[Material provided]

PR #387, opened 2026-06-21
fix(notebook): keep your scroll position when files change while reading

victorarias:
## What

Reading a Notebook note no longer jumps to the top when files change.

While you're reading a note, an agent editing that note — or any unrelated background write under the notebook root — used to scroll the note back to the top and lose your place. Now your scroll position is kept.

## Root cause (two compounding issues)

1. **The editor reset its own scroll on reload.** `@uiw/react-codemirror` reconciles a changed `value` prop as a *full-document replace* (`changes:{from:0,to:doc.length,…}`). CodeMirror can't anchor a full replace, so `.cm-scroller` snaps to the top. (`.cm-scroller` owns the scroll; the outer panes are `overflow:hidden`.)
2. **The note reloaded on _any_ file change.** `fs_changed` bumps a single notebook-wide signal (`fsChangeSignal`), so the open note was re-read and re-applied on every unrelated write under the notebook root.

## The fix (notebook-only, no protocol change)

- **`NotebookSurface.refreshOpenFile`** replaces `loadFile(current)` on the live-refresh path: re-read the open file and **bail with zero `setState` when the content hash is unchanged** — so an unrelated write no longer disturbs (or re-scrolls) the note, and the backlinks panel stops flashing. Only a genuine change is applied and re-walks backlinks.
- **`LiveMarkdownEditor.applyExternalContent`** — a new imperative handle that applies a genuine change as a **minimal edit** (`computeMinimalEdit` trims the shared prefix/suffix, `scrollIntoView:false`, no focus), so CodeMirror keeps your scroll position and selection anchored. The non-`ExternalChange` dispatch fires `onChange`, so the controlled `value` catches up and react-codemirror's next pass is a no-op (no loop).

## Testing

- **Unit:** `computeMinimalEdit` (algorithm) + two new `NotebookSurface` tests — unrelated change → no churn; genuine change → applied via the scroll-preserving path. Full frontend suite green (1129).
- **Real browser (Playwright):** the mechanism is verified against real CodeMirror — a minimal edit **preserves** `scrollTop`, while a full value swap (control) **resets it to 0** (proving both the bug and the fix). A full `NotebookSurface` integration test exercises the actual component: an unrelated change is ignored, and an on-disk change to the open note is applied without moving scroll.
- **Live (real dev daemon):** an external edit to the open note fires `fs_changed(origin=external)` with the note path — the exact event the frontend turns into the scroll-preserving reload.

## User-facing

CHANGELOG entry added under `[2026-06-21] → Fixed`.


figgyster (approved):
This looks safe to merge. The refresh path now treats navigation and live file updates as different beasts: unrelated `fs_changed` events bail without touching editor state, and real note changes go through a minimal CodeMirror edit instead of the old full-document shove off a cliff.

I ran the focused Vitest coverage (`minimalEdit`, `NotebookBrowser`) and the real-browser Playwright notebook/editor specs; all green. No blockers from me.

[/Material provided]

> **Goal of the exercise**: For the listing above, say how many lines hold the string "from". Give only that number.

> **Solution below**: 2